PR #3045, opened 2026-09-18
fix(reflekt): make sure reflekt sitemap lists up to 500 articles

dsheyp:


Itrulia (changes requested):
1. This is not improving SEO, sitemap is for indexing once and not for repeat.
2. It should use pagination instead
3. This wouldn't solve freshly imported articles for example, 1 time sitemap upload for that would still be better.

libs/feed/website/src/lib/sitemap-generator.ts
```diff
@@ -60,7 +96,9 @@ export const generateSitemap =
             <url>
                 <loc>${article.url}</loc>
                 <lastmod>${article.latest.publishedAt}</lastmod>
-
+${
+  qualifiesAsNews(article.publishedAt) ?
```
Itrulia, line 100: why?

libs/feed/website/src/lib/sitemap-generator.ts
```diff
@@ -20,12 +30,38 @@ export const generateSitemap =
...
+      if (newsCutoff == null) {
+        return true;
+      }
+
+      const published = new Date(publishedAt ?? '').getTime();
+
+      return Number.isFinite(published) && published >= newsCutoff;
+    };
+
+    const mostRecentPublishedAt = [
```
Itrulia, line 46: this is incorrect information and google will ignore it according to their guidelines

libs/feed/website/src/lib/sitemap-generator.ts
dsheyp: google is telling developers to do so in their docs for news-sitemaps: [google docs](https://developers.google.com/search/docs/crawling-indexing/sitemaps/news-sitemap?hl=de)

libs/feed/website/src/lib/sitemap-generator.ts
dsheyp: not sure this isn't correct: in some places in their docs google is telling developers to do so: [google docs](https://developers.google.com/search/docs/crawling-indexing/sitemaps/news-sitemap?hl=de)

they still might contradict themeselves in other places, though....

dsheyp:
* in the same place [google docs](https://developers.google.com/search/docs/crawling-indexing/sitemaps/news-sitemap?hl=de) google also makes clear that a sitemap isn't a one-time-thing --> they actually recommend updating it each time something changes as they will re-crawl it
* they even mention that following their recommended practice of removing news older than 2 days may lead to a temporarly empty sitemap, which they say, won't cause any problems in terms of the google search
* an up-to-date sitemap reflecting the latest publications and highlighting them as "news" seems to totally make sense and also seems to be exactly what google is recommending

libs/feed/website/src/lib/sitemap-generator.ts
Itrulia: I dont see that in the docs.

Itrulia: I had to read it multiple times before I caught it, yes I am wrong here. I never seen this when reading the docs

libs/feed/website/src/lib/sitemap-generator.ts
Itrulia: I don't see that in the documentation you linked.

Here's my sources:

https://developers.google.com/search/docs/crawling-indexing/sitemaps/build-sitemap#additional-notes-about-xml-sitemaps

https://developers.google.com/search/blog/2023/06/sitemaps-lastmod-ping#the-lastmod-element

dsheyp: you're right, lastmod isn't mentioned in the docs i linked and, imho, my new implementation is partly ok but also has an issue that i only noticed now:
* the good:
  * mostRecentPublishedAt is being used for the homepage-lastmod only
  * the homepage is showing the latest articles in the slider(s)
  * lastmod for the homepage will be set to the published-at of the latest article --> makes sense, as updating the slider(s) with the latest article can be considered a significant change according to the google docs you linked and: it would go un-noticed if only looking at the modified-at / published-at of the homepage
* the bad
  * lastmod for the homepage will be set to the published-at of the latest page-change (if more recent than the latest article)
  * --> this doesn't make sense, as the homepage holds no page-teasers --> will remove it
* it should probably be combined with a modified-at-check on the homepage that includes some diff to make sure only siginificant changes according to the docs are considered (--> a bit more complicated and maybe out of scope for now as most home-page-changes will occur due to article-publication-events)

PR #3047, opened 2026-09-18
fix(factuel): final visual fixes

ahmedbajra:


libs/navigation/website/src/lib/navbar/navbar.tsx
dsheyp, line 1: the new min-height property in the globally defined navbar should probably be guarded a bit from having unintended side-effects, maybe something like

`${({ hideMenu }) => hideMenu && css``min-height: var(--navbar-height, 52px);``}`

single backticks would be correct but gh won't let me write them, so they're doubled

dsheyp (changes requested):

libs/navigation/website/src/lib/navbar/navbar.tsx
ahmedbajra: added with [#e39c5c3](https://github.com/wepublish/wepublish/pull/3047/commits/e39c5c3c2d53097322bb9ecaea149ef210662a67)

dsheyp (approved):

Issue #488, opened 2017-12-28
Cannot remove nameless tasks


amouhoub:
To reproduce this bug:
1. Create a task of any type
2. Edit the task name and remove its name
3. Try to remove it using the keyboard shortcut key `Delete` or `Suppr` (or `fn+Backspace` on Mac)
![capture d ecran 2017-12-28 a 15 46 13](https://user-images.githubusercontent.com/1918419/34414006-1ac333c8-ebe7-11e7-8adf-ea927fa60671.png)

- You will not be able to delete the task (see the attached picture)

amouhoub:
Fixed in PR #490

PR #490, opened 2017-12-29
FIX issue #488 related to empty task names

amouhoub:
In this PR, we fix the issue described in #488  that prevents nameless tasks from being removed unless they get a name.
The applied solution consists in notifying the user as shown in the attached screenshot.
**Note:** We followed the same behaviour as when the user gives a duplicate name to the task.
 
capture d ecran 2017-12-29 a 11 26 01

(Of course, the issue does not affect the scheduler because workflows with nameless tasks cannot be submitted to the scheduler).


mbenguig:
Tested and validated.

PR #491, opened 2017-12-29
Add alert method to handle task name update

zeineb:


app/scripts/proactive/view/TaskView.js
```diff
@@ -72,15 +72,35 @@ define(
...
                     
             this.element = $('<div class="task"><a class="task-name"><img src="'
-            	+ iconPath + '" width="20px">&nbsp;<span class="name">'
+                + iconPath + '" width="20px">&nbsp;<span class="name">'
                 + this.model.get("Task Name") + '</span></a></div>');
 
             this.showBlockInTask();
         },
 
+        alert: function(caption, message, type) {
```
amouhoub: I think that it would be better if you reuse the one (the same) declared in StudioClient, but this might be for later

PR #504, opened 2018-02-20
All portal buttons displayed (even current portal)

chloegugli:


app/index.html
```diff
@@ -150,30 +150,38 @@
...
+                            <form class="navbar-form" style="padding-right: 12px">
+                                <a class="btn btn-small btn-default" href="/automation-dashboard" target="/automation-dashboard"><img src="images/automation_dashboard_30.png" class="right-padding" style="height:25px">Automation Dashboard</a>
+                            </form>
+                        </div>
+                    </li>
+
+                    <li>
+                        <div>
+                            <form class="navbar-form" style="padding-right: 12px">
+                                <a class="btn btn-small btn-default active" href="/studio"><img src="images/studio_30.png" class="right-padding" style="height:25px">Workflow Studio</a>
```
luispinedamx: maybe add the _target_ to be uniform with the rest <a> tags ?

app/index.html
```diff
@@ -150,30 +150,38 @@
...
+                            </form>
+                        </div>
+                    </li>
+
                     <li>
                     <div>
                     	<form class="navbar-form" style="padding-right: 12px">
-                    		<a class="btn btn-small btn-default" href="/scheduler" target="_blank"><img src="images/scheduler_30.png"class="right-padding" style="height:25px">Scheduling & Orchestration</a>
+                    		<a class="btn btn-small btn-default" href="/scheduler" target="/scheduler"><img src="images/scheduler_30.png"class="right-padding" style="height:25px">Scheduling & Orchestration</a>
```
luispinedamx: So we will no longer open a new window?

app/index.html
chloegugli: It's the current portal, it needs to open in the current tab. So there is no need to add "target" attribute

app/index.html
chloegugli: This makes the link open in a new tab, and if the link has already been opened without closing it, it finds the right tab and re-opens it.

PR #517, opened 2018-03-07
Improve submission form

cdiop:


app/scripts/proactive/templates/job-variable-template.html
```diff
@@ -1,3 +1,29 @@
+<center>
+<% _.each(jobGenericInfos, function(gi) {
```
chloegugli: Is there a way to do that for each only one time to get all GI you need? Or why don't you use the same mechanism you used for jobProjectName, jobDescription .... ?

PR #531, opened 2018-04-12
alert about nameless workflows

Aminelouati:


MaelAudren:
Is it the expected behavior that the workflow can still be submitted even if it has no name ?

fviale:
I think it would be better to modify the server side to make a workflow invalid if it has an empty name

amouhoub:
@fviale @MaelAudren There are two sides to this anyway, and even if it is handled properly server-side (which must be done), it is good to display a nice warning message (Red popup, and red-glowing field for job-name) as a reminder to prevent the user from leaving it blank anyway

PR #537, opened 2018-04-20
fix encoding issue

Aminelouati:


app/scripts/proactive/view/dom.js
```diff
@@ -117,7 +117,7 @@ define(
 
                     }
                 }
-                reader.readAsBinaryString(file);
+                reader.readAsTextfile);
```
amouhoub: readAsTextfile();
Missing `(`

PR #539, opened 2018-05-07
Display task.documentation GI value as link

zeineb:


app/scripts/proactive/model/Task.js
```diff
@@ -381,11 +397,110 @@ define(
                 ]
 
                 this.controlFlow = {};
-                this.on("change", function (eventName, event) {
-                    undoManager.save()
+
+                // get the GI of the Task
+                var genericInformation = this.get["Generic Info"];
```
MaelAudren: I think it would be better to create a variable that will contain the value "Generic Info" instead of rewriting it each time.

app/scripts/proactive/model/Task.js
```diff
@@ -381,11 +397,110 @@ define(
...
+
+                        var genericInformation = eventName.changed["Generic Info"];
+                        var hasDocumentation;
+
+                        // Regenerate new documentation url
+                        for (var i in genericInformation) {
+                          if (genericInformation[i]["Property Name"].toLowerCase() === 'task.documentation') {
+                            hasDocumentation = true;
+                            var fileContent = "Documentation for the Job \"" + this.get('Name') + "\" \n" + "\n" + "\n";
+                            var fileContent = fileContent + "Documentation value: " + genericInformation[i]["Property Value"] + "\n";
```
MaelAudren: I think it would be better with a variable that contains the value "Property Value"

app/scripts/proactive/model/Task.js
```diff
@@ -381,11 +397,110 @@ define(
...
+
+                        if (hasDocumentation) {
+                          // Set New Value, needed for persistance
+                          this.set({
+                            "Generic Info Documentation": "{\"name\":\"" + linkName + "\",\"url\":\"" + documentationValue + "\"}"
+                          });
+
+                          // Needed to update UI
+                          $('a[name="Generic Info Documentation"]').text(documentationValue);
+                          $('a[name="Generic Info Documentation"]').attr("href", documentationValue);
```
MaelAudren: I think it would be better with to have a variable that concatenate a generic info variable and the string "Documentation"

app/scripts/proactive/model/Task.js
```diff
@@ -43,6 +43,16 @@ define(
                         "data-help": 'A small textual description of what task does.'
                     }
                 },
+                "Generic Info Documentation": {
+                  type: "Link",
+                  fieldAttrs: {
+                    "id": "gidoc",
+                    'placeholder': ['description->#cdata-section', 'description->#text'],
+                    "data-help": "Link to Task Documentation. Set value in Generic Information named \"DOCUMENTATION\""
```
Aminelouati: I think that the Generic Information is named \"task.documentation\"

PR #540, opened 2018-05-09
import workflow information (GI, Variables, Name, Project, Descriptio…n) when we drag&drop it from the palette

Aminelouati:
When we drag&drop a workflow (append) from the palette to the current workflow its information are not imported. In this PR, we add the elements that are not currently defined (No Name, or No Project or No Description, No GI or partial GI) to the current workflow.
So it also means to add the GI not yet defined.

### DIFF
--- a/app/scripts/proactive/model/Job.js
+++ b/app/scripts/proactive/model/Job.js
@@ -390,18 +390,23 @@ define(
         });
       },
       populate: function(obj, merging, isTemplate) {
-        // remove the unnecessary GI in case of appending workflow to the current one.
-        const GIToRemove = ["bucketname","documentation", "group", "pca.action.icon", "workflow.icon"];
-        if (isTemplate) {
-          if(obj["genericInformation"]){
-            if(obj["genericInformation"]["info"].isArray){
-              obj["genericInformation"]["info"] = obj["genericInformation"]["info"].filter(info => !GIToRemove.includes(info["@attributes"]["name"].toLowerCase()));
-            }
-            else{ // This is a workaround for "Controls tasks"
-              obj["genericInformation"]["info"] = []
-            }
-          }
-          this.populateTemplate(obj, merging);
+        var StudioApp = require('StudioApp');
+               // remove the unnecessary GI in case of appending workflow to the current one.
+               const COMMON_GI = ["bucketname","documentation", "group", "pca.action.icon", "workflow.icon"];
+               if (isTemplate) {
+                   if(obj["genericInformation"]){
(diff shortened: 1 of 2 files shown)


app/scripts/proactive/model/Job.js
```diff
@@ -390,18 +390,23 @@ define(
...
+               // remove the unnecessary GI in case of appending workflow to the current one.
+               const COMMON_GI = ["bucketname","documentation", "group", "pca.action.icon", "workflow.icon"];
+               if (isTemplate) {
+                   if(obj["genericInformation"]){
+                     var jobGenericInfos =  StudioApp.models.jobModel.get("Generic Info");
+                     var ExistingCommonGI = jobGenericInfos.filter(info => COMMON_GI.includes(info["Property Name"].toLowerCase())).map(a => a["Property Name"].toLowerCase());
+                     if(obj["genericInformation"]["info"] instanceof Array){
+                        obj["genericInformation"]["info"] = obj["genericInformation"]["info"].filter(info => !ExistingCommonGI.includes(info["@attributes"]["name"].toLowerCase()));
+                     }else{ // This is a workaround for "Controls tasks"
+                         var filtredGI = Object.keys(obj["genericInformation"]["info"]).map(name => obj["genericInformation"]["info"][name]).filter(info => !ExistingCommonGI.includes(info["name"].toLowerCase()));
```
zeineb: Very minor detail: You could have skipped the declaration of the variable filterGI, and test straightforwardly on "Object.keys(obj["genericInformation"]["info"]).map(name => obj["genericInformation"]["info"][name]).filter(info => !ExistingCommonGI.includes(info["name"].toLowerCase())).length"

app/scripts/proactive/model/Job.js
```diff
@@ -390,18 +390,23 @@ define(
...
-            }
-          }
-          this.populateTemplate(obj, merging);
+        var StudioApp = require('StudioApp');
+               // remove the unnecessary GI in case of appending workflow to the current one.
+               const COMMON_GI = ["bucketname","documentation", "group", "pca.action.icon", "workflow.icon"];
+               if (isTemplate) {
+                   if(obj["genericInformation"]){
+                     var jobGenericInfos =  StudioApp.models.jobModel.get("Generic Info");
+                     var ExistingCommonGI = jobGenericInfos.filter(info => COMMON_GI.includes(info["Property Name"].toLowerCase())).map(a => a["Property Name"].toLowerCase());
```
zeineb: You need to check if jobGenericInfos is empty or not.

PR #570, opened 2018-07-09
Fix workflow variables being sorted alphabetically

### LINKED ISSUE #554: Variables are reordered alphabetically when saving a workflow
When creating a workflow, the automatic saving of the variables sorts them in alphabetic order, this is neither convenient (e.g. 1. UserName 2. Password; which in alphabetic order puts "Password" first), nor correct when we are trying to use variables in a specific order, e.g.
myVar : hello
luisVar : $myVar

this will sort luisVar first and myVar second, generating an error.

luispinedamx:
This PR corrects the bug of workflow variables being reordered alphabetically upon refreshing the studio or moving to another workflow.

fixes #554


luispinedamx:
@fviale exactly, the original array was being sorted.
@Aminelouati what I did notice is that this "findDuplicates" is only applied to workflow variables/generic info. Task variables/GI were not affected by this bug (i.e. the findDuplicates does not verifies them).

PR #571, opened 2018-07-13
Publish to catalog: be able to define the kind and the content type of the catalog object

zeineb:


app/scripts/proactive/view/dom.js
```diff
@@ -584,25 +584,27 @@ define(
...
             var payload = new FormData();
             payload.append('file', blob);
             payload.append('kind', 'workflow');
             payload.append('name', workflowName);
             payload.append('commitMessage', $("#catalog-publish-commit-message").val());
-            payload.append('objectContentType', "application/xml");
-            
+            payload.append('kind', $("#catalog-publish-kind").val());
+            payload.append('objectContentType', $("#catalog-publish-content-type").val());
+          //  payload.append('objectContentType', "application/xml");
```
chloegugli: Do you need this comment?

PR #573, opened 2018-07-25
Refactoring of script model management and presentation

fviale:
- moved all script classes to a dedicated folder. Script.js can now be configured on several aspects (help text, editor classes, etc).
 - refactor Script.js to use two nested models ScriptCode.js and ScriptFile.js. Radio button ScriptType allows to choose which model is active
 - dom.js: improved the TaskTypeRadioEditor handler to be able to display the corresponding nested model when the user click on one tab.
 - did a similar refactoring in Task.js, radio button Type selects the type of Task, and allows to activate one of the 3 available nested models ScriptExecutable, NativeExecutable, JavaExecutable
 - templates: made the corresponding changes due to the refactoring in existing templates
 - submodel-radio-form-template: new template related to the new radio button mechanism
 - BeautifiedModalAdapter: new class which allows some pre-treatment on the modal form displayed when editing selection scripts. This allows for example to display help tooltips.
 - backbone-forms: it was needed to do two small modifications inside the backbone forms code to write the submodel-radio-form-template and to display default ScriptType on selection scripts modal window. Backbone-forms is not actively developed any more and when trying to upgrade our version 0.14.0 to 0.14.1, the whole form was broken.


app/libs/backbone-forms/distribution.amd/backbone-forms.js
```diff
@@ -825,7 +825,8 @@ Form.Field = Backbone.View.extend({
       fieldAttrs: schema.fieldAttrs,
       editorAttrs: schema.editorAttrs,
       key: this.key,
-      editorId: this.editor.id
+      editorId: this.editor.id,
+      self: this
```
chloegugli: Are you sure it's a good idea to modify the library code? You couldn't do anything else?

app/scripts/proactive/view/BeautifiedModalAdapter.js
```diff
@@ -0,0 +1,86 @@
...
+        'backboneFormsAdapter',
+        'StudioApp',
+        'bootstrap',
+    ],
+
+    function ($, Backbone, PNotify) {
+
+        "use strict";
+
+        // Extension of the bootstrap modal form to operate some cosmetic operations on the form.
```
chloegugli: Did you make sure this doesn't removed the style we have already done for the form? (spacing between fields, button colors...)

app/scripts/proactive/view/TaskView.js
```diff
@@ -285,6 +277,8 @@ define(
 
             if (!model) return;
 
+            model.model.parentModel = this.model;
```
chloegugli: model.model.parentModel: there are a lot of models, is it normal to put a model in the model?

app/styles/studio.css
```diff
@@ -681,6 +682,42 @@ input[type="checkbox"] {
...
+    margin-top: 18px;
+    font-weight: bold !important;
+}
+
+/* buttons for arguments in selection script modal */
+div[name="Arguments"] button {
+  font-size: 12px;
+}
+
+.width100p {
```
chloegugli: Usually class name represent what the element does or the context

paraita: I agree !

app/libs/backbone-forms/distribution.amd/backbone-forms.js
paraita: it was a bad move from the begining to version the libraries but we can't revert without breaking stuff so I guess it's ok for now. We can think of a better solution in the future.

fviale: I resolved to this as a last resort after exploring all possible solutions. Even tried to upgrade backbone-forms. But after the upgrade the whole forms were broken. The code seems to do already a lot of custom stuff.
It's relatively safe in the sense that backbone-forms is not maintained any more, so we don't risk being completely out-of-date.

app/libs/backbone-forms/distribution.amd/editors/list.js
```diff
@@ -539,7 +549,7 @@ define(['jquery', 'underscore', 'backbone', 'backbone-forms'], function($, _, Ba
     onModalSubmitted: function() {
       var modal = this.modal,
           form = this.modalForm,
-          isNew = !this.value;
+          isNew = !this.value || (this.defaultValue && JSON.stringify(this.defaultValue) === JSON.stringify(this.value));
```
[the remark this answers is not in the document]
fviale: ok, I can rename this variable

app/scripts/proactive/model/ForkEnvironment.js
```diff
@@ -64,10 +63,13 @@ define(
                     type: 'NestedModel',
                     model: ForkEnvironmentScript,
                     fieldAttrs: {
-                        'placeholder': 'envScript->script',
-                        "data-help": 'Environment script that is able to add/change each items of the fork environment programmatically.'
+                        'placeholder': 'envScript',
+                        "data-help": 'A script which can be used to configure programmatically the Java Virtual Machine forked from the computing node to execute a task. The environment script is run before any other task script (pre, task, etc).'
```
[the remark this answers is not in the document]
fviale: ok

app/scripts/proactive/view/BeautifiedModalAdapter.js
fviale: This operation (beautifyForm) is already applied to the left panel form (in class ViewWithProperties). It adds all necessary classes to the fields, implement tooltips, etc. The problem was this operation was not performed on the modal window when we want to edit selection scripts. This new class allows it.

app/scripts/proactive/view/TaskView.js
fviale: I can work to make this code more understandable, yes.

+ + + + + + +

WHAT IS NEEDED: Pull out every line in the material above where "write" occurs.

FINISHED EXERCISE:
single backticks would be correct but gh won't let me write them, so they're doubled
 - backbone-forms: it was needed to do two small modifications inside the backbone forms code to write the submodel-radio-form-template and to display default ScriptType on selection scripts modal window. Backbone-forms is not actively developed any more and when trying to upgrade our version 0.14.0 to 0.14.1, the whole form was broken.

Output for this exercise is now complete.